‘Political economy’ can be summarized as the social science which analyzes how economics influences politics and how politics influences economics. This study took off in the 70s when it became increasingly evident that, when not interrupted by revolutions or world wars, politics and economy were intertwined.
The impact that economics has on politics is rather straightforward and finds plenty of support in history. When it comes to the U.S. elections, for example, the research contained in ‘Presidential and Congressional Vote-Share Equations’ (2009) shows that over 1916-2006 and 23 observations, there is strong evidence that the economy, specifically GDP growth and inflation, influences the vote share. The infamous ‘It’s the economy, stupid!’ slogan from the 1992 Bill Clinton campaign was anchored in facts.
Since economics has an impact on politics, there is a ginormous incentive for politics to influence economics. According to the idea of ‘political business cycles’ brought to mainstream economics by William Nordhaus in 1975, governments manipulate economic drivers to maximize reelection probabilities. However, as outlined in a comprehensive paper summarizing leading research on this topic over decades, there is mixed evidence of such occurrences, at least in advanced industrial economies. This is not to say that governments around the world do not try to influence economic cycles, only that they do not systematically succeed when they do.

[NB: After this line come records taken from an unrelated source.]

PR #2494, opened 2025-04-15
TRT-2080: Include dev start date with Release

neisw:
Pass along DevelStartDate so callers can determine if development has started on the release yet.  Allowing us to add releases prior to actual branch cut / dev start dates

### DIFF
--- a/pkg/api/releases.go
+++ b/pkg/api/releases.go
@@ -508,7 +508,7 @@ func GetReleasesFromBigQuery(ctx context.Context, client *bqcachedclient.Client)
 	return releases, nil
 }
 
-// transformRelease converts the BQ release row to v1.Relesae type
+// transformRelease converts the BQ release row to v1.Release type
 func transformRelease(r apitype.ReleaseRow) v1.Release {
 	release := v1.Release{Release: r.Release, Status: r.ReleaseStatus.String()}
 	if r.GADate.Valid {
@@ -517,7 +517,7 @@ func transformRelease(r apitype.ReleaseRow) v1.Release {
 	}
 	if r.DevelStartDate.IsValid() {
 		develStartDate := r.DevelStartDate.In(time.UTC)
-		release.DevelStartDate = &develStartDate
+		release.DevelopmentStartDate = &develStartDate
 	}
 	return release
 }
--- a/pkg/api/releases.go
+++ b/pkg/api/releases.go
@@ -503,12 +503,21 @@ func GetReleasesFromBigQuery(ctx context.Context, client *bqcachedclient.Client)
 			log.WithError(err).Error("error parsing release row from bigquery")
 			return releases, err
 		}
-		release := v1.Release{Release: r.Release, Status: r.ReleaseStatus.String()}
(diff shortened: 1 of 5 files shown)


pkg/api/releases.go
```diff
@@ -503,12 +503,21 @@ func GetReleasesFromBigQuery(ctx context.Context, client *bqcachedclient.Client)
...
-			gaDate := r.GADate.Date.In(time.UTC)
-			release.GADate = &gaDate
-		}
-		releases = append(releases, release)
+		releases = append(releases, transformRelease(r))
 	}
 	return releases, nil
 }
+
+// transformRelease converts the BQ release row to v1.Relesae type
```
stbenjam, line 511:
```suggestion
// transformRelease converts the BQ release row to v1.Release type
```

pkg/apis/api/types.go
```diff
@@ -714,9 +714,10 @@ type TestOutput struct {
 }
 
 type Releases struct {
-	Releases    []string             `json:"releases"`
-	GADates     map[string]time.Time `json:"ga_dates"`
-	LastUpdated time.Time            `json:"last_updated"`
+	Releases        []string             `json:"releases"`
+	GADates         map[string]time.Time `json:"ga_dates"`
+	DevelStartDates map[string]time.Time `json:"devel_start_dates"`
+	LastUpdated     time.Time            `json:"last_updated"`
```
stbenjam, line 720: I feel like if we're tracking a second set of dates, we might someday add a third, or fourth.   What if we want to track support end dates, for example?

Also s/Devel/Development/.  The extra characters saved I don't think are offset by the reduction in clarity.

WDYT?

```golang
type ReleaseDates struct {
	GA               *time.Time `json:"ga,omitempty"`
	DevelopmentStart *time.Time `json:"development_start,omitempty"`
}

type Releases struct {
	Releases          []string                 `json:"releases"`
	Dates             map[string]ReleaseDates  `json:"dates"`
	DeprecatedGADates map[string]time.Time     `json:"ga_dates"` // for backward compatibility
	LastUpdated       time.Time                `json:"last_updated"`
}
```

pkg/sippyserver/server.go
```diff
@@ -806,8 +808,19 @@ func (s *Server) jsonReleasesReportFromDB(w http.ResponseWriter, req *http.Reque
...
+			releaseDate.GA = release.GADate
+			addDate = true
+		}
+		if release.DevelopmentStartDate != nil {
+			releaseDate.DevelopmentStart = release.DevelopmentStartDate
+			addDate = true
+		}
+		if addDate {
+			response.Dates[release.Release] = releaseDate
 		}
```
sosiouxme, line 824: total nit but it seems like unnecessary logic when you could just do
```suggestion
			response.Dates[release.Release] = releaseDate
		}
		if release.DevelopmentStartDate != nil {
			releaseDate.DevelopmentStart = release.DevelopmentStartDate
			response.Dates[release.Release] = releaseDate
		}
```

stbenjam:
/lgtm
/hold

Release when ready

PR #2594, opened 2025-05-13
TRT-2105: intervals for payload-job runs

sosiouxme:
the intervals page insisted on finding a job run in the DB even though it has what it needs in most cases from the parameters. rather than break for jobs that don't have entries in the DB (like when invoked with `/payload-job`), the DB lookup is now optional (but authoritative if present).

i think this covers all of the cases we will actually see. we could futher fall back to looking up the job in BQ `jobs` table, but it looks unnecessary.

also there's now a link to the job run.


smg247 (commented):
/lgtm

PR #2603, opened 2025-05-15
minor beautification

sosiouxme:
Two improvements:
* improve some slightly ugly UI code that bothered me
* proper workaround for dynamic links that snyk won't complain about

### DIFF
--- a/sippy-ng/src/component_readiness/CompReadyUtils.js
+++ b/sippy-ng/src/component_readiness/CompReadyUtils.js
@@ -79,34 +79,39 @@ export const cancelledDataTable = {
 export const jiraUrlPrefix = 'https://issues.redhat.com/browse/'
 
 // Make one place to create the Component Readiness api call
-export function getAPIUrl() {
-  return process.env.REACT_APP_API_URL + '/api/component_readiness'
+export function getAPIUrl(endpoint) {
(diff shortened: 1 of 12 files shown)


sippy-ng/src/component_readiness/CompReadyUtils.js
```diff
@@ -79,34 +79,39 @@ export const cancelledDataTable = {
...
-  return process.env.REACT_APP_API_URL + '/api/component_readiness/test_details'
+  return getAPIUrl('component_readiness/test_details')
 }
 
-export function getTriagesAPIUrl() {
-  return process.env.REACT_APP_API_URL + '/api/component_readiness/triages'
+export function getTriagesAPIUrl(id) {
+  return getAPIUrl(
+    id ? `component_readiness/triages/${id}` : 'component_readiness/triages'
+  )
```
smg247, line 106: I'm not sure I like this change. It isn't clear, without understanding the internals of the function, that the `id` arg can be omitted. Maybe we could have a separate function that doesn't take the arg?

sosiouxme: I couldn't include the type indication since i don't really understand how my IDE/linter treat typescript vs javascript but at least including the `null` default is pretty clear.

PR #2617, opened 2025-05-19
Hypershift should be blocking in CR for 4.20+

stbenjam:
I noticed in 4.19, we're not monitoring for regressions in hypershift in CR.  This adds it to the main view for 4.20+


deads2k:
I agree.

/hold cancel

PR #2632, opened 2025-05-22
TRT-2050: allow the ability to delete triage records and remove regressions from them

smg247:
This also adds the `Last Change` field to the modal and triage details page. There is some refactoring of functionalities into separate components included here, as the `UpsertTriageModal` began to get too complex.

### DIFF
--- a/pkg/api/componentreadiness/triage.go
+++ b/pkg/api/componentreadiness/triage.go
@@ -12,13 +12,16 @@ import (
 	"gorm.io/gorm"
 )
 
-func GetTriage(dbc *db.DB, id int) (models.Triage, error) {
-	existingTriage := models.Triage{}
-	res := dbc.DB.Preload("Bug").Preload("Regressions").First(&existingTriage, id)
+func GetTriage(dbc *db.DB, id int) (*models.Triage, error) {
+	existingTriage := &models.Triage{}
+	res := dbc.DB.Preload("Bug").Preload("Regressions").First(existingTriage, id)
 	if res.Error != nil {
+		if errors.Is(res.Error, gorm.ErrRecordNotFound) {
+			return nil, nil
+		}
 		log.WithError(res.Error).Errorf("error looking up existing triage record: %d", id)
 	}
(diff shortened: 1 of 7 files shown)


pkg/sippyserver/server.go
```diff
@@ -1278,7 +1278,7 @@ func (s *Server) jsonTriages(w http.ResponseWriter, req *http.Request) {
 		if triageID > 0 {
 			existingTriage, err := componentreadiness.GetTriage(s.db, triageID)
 			if err != nil {
-				failureResponse(w, http.StatusInternalServerError, err.Error())
+				failureResponse(w, http.StatusNotFound, err.Error())
```
neisw, line 1281: Wondering if you have seen / it is worth explicitly checking explicitly to see if the error is record not found:
`if !errors.Is(err, gorm.ErrRecordNotFound)` 

Could potentially be applied to https://github.com/openshift/sippy/blob/main/pkg/api/componentreadiness/triage.go#L15 and skip the error logging if it is reasonable for it not to be present.  If we don't expect that case then leaving the error logging is fine.

pkg/api/componentreadiness/triage.go
```diff
@@ -164,6 +164,15 @@ func UpdateTriage(dbc *db.DB, triage models.Triage) (models.Triage, error) {
 		triage.BugID = &bug.ID
 	}
 
+	// When we have removed regressions, we must replace the associations directly, as Save will not handle it.
+	// This results in rows being deleted and re-created even when there are no changes, but this should happen
+	// enough that it makes no difference.
```
neisw, line 169: Total nit -> `but this shouldn't happen
	// enough that it makes a difference.`

pkg/sippyserver/server.go
smg247: This is a good idea. Normal navigation shouldn't result in `404's`, but if someone deletes the triage record, and then refreshes the details page, it will result in one. They could also get to that state by navigating to a triage details page manually (with a non-existant id) or by using an old link to one that has since been deleted. None of those are error states.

The fact that politics does not appear to influence the macro cycle is supported by the following observation: while the degree of political polarization in the U.S. is deemed to be extreme at present, I have yet to see two sets of 2021 economic forecasts that depend upon the outcome of the upcoming elections. This means that the expected impact of the next administration’s fiscal, regulatory and trade policies on post-election macroeconomic trends does not to differ widely whether Mr. Trump or Mr. Biden wins. This does not mean that the election will not have ‘winners’ and ‘losers’ amongst the electorate, but rather that the net impact on the domestic economy appears to be largely independent from the outcome of the elections.
Therefore, once again, pre-election economic trends, as opposed to anticipated post-election economic trends, will play a critical role in influencing the upcoming U.S. elections. Protests, the handling of COVID-19 and the characters of the candidates will play a role too, but, in relative terms, less so, especially in a polarized post-truth world. Whilst interesting and entertaining, books such as ‘The Room Where It Happened’ by John Bolton will certainly not make any difference.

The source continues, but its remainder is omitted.